= Beginning of Section =

PR #136, opened 2021-11-10
Fix bug of missing annotations on feature charts

ohltyler:

### Description

When the feature charts are rendered as a child component in the `AnomalyHistory` container, the annotations aren't formatted properly. This is due to one missed place where the annotations weren't converted into 2D arrays, where they should have been as part of #107. The proper conversion is already done when the feature chart is rendered as a child of `AnomaliesChart` container (see [here](https://github.com/opensearch-project/anomaly-detection-dashboards-plugin/blob/main/public/pages/AnomalyCharts/containers/AnomaliesChart.tsx#L349)). Additionally, the `FeatureChart` wasn't handling the new 2D representation of annotations, so that is fixed as well. Added some clarification comments above that change.

The side effect of this bug is that the annotations were always being passed as an empty array, so no annotations were showing up for the charts.

Confirmed the code changes now show proper annotations for all scenarios:
- Sample anomalies / preview (non-HC, single-HC, multi-HC)
- Real-time (non-HC, single-HC, multi-HC)
- Historical (non-HC, single-HC, multi-HC)
- Zooming
- Multiple features
- Multiple time series

### Check List

### DIFF
--- a/public/pages/AnomalyCharts/components/FeatureChart/FeatureChart.tsx
+++ b/public/pages/AnomalyCharts/components/FeatureChart/FeatureChart.tsx
@@ -37,7 +37,6 @@ import { darkModeEnabled } from '../../../../utils/opensearchDashboardsUtils';
 import {
   prepareDataForChart,
   getFeatureMissingDataAnnotations,
-  filterWithDateRange,
   flattenData,
   convertToEntityString,
 } from '../../../utils/anomalyResultUtils';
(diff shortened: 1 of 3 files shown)


public/pages/AnomalyCharts/components/FeatureChart/FeatureChart.tsx
```diff
@@ -143,17 +142,6 @@ export const FeatureChart = (props: FeatureChartProps) => {
...
-    if (isEmpty(props.annotations)) {
-      return [];
-    }
-    return filterWithDateRange(
-      props.annotations,
-      props.dateRange,
-      'coordinates.x0'
-    );
-  };
-
```
ohltyler, line 156: not needed anymore, since all filtering is done prior to being passed to this component, which should be stateless.

ylwu-amzn (approved):

amitgalitz (approved):

kaituo (approved):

= End of Section =

ABOUT THIS EXERCISE: Which lines of the records above contain the word "filterWithDateRange"? Report each one in full.

EXERCISE RESPONSE:
-  filterWithDateRange,
-    return filterWithDateRange(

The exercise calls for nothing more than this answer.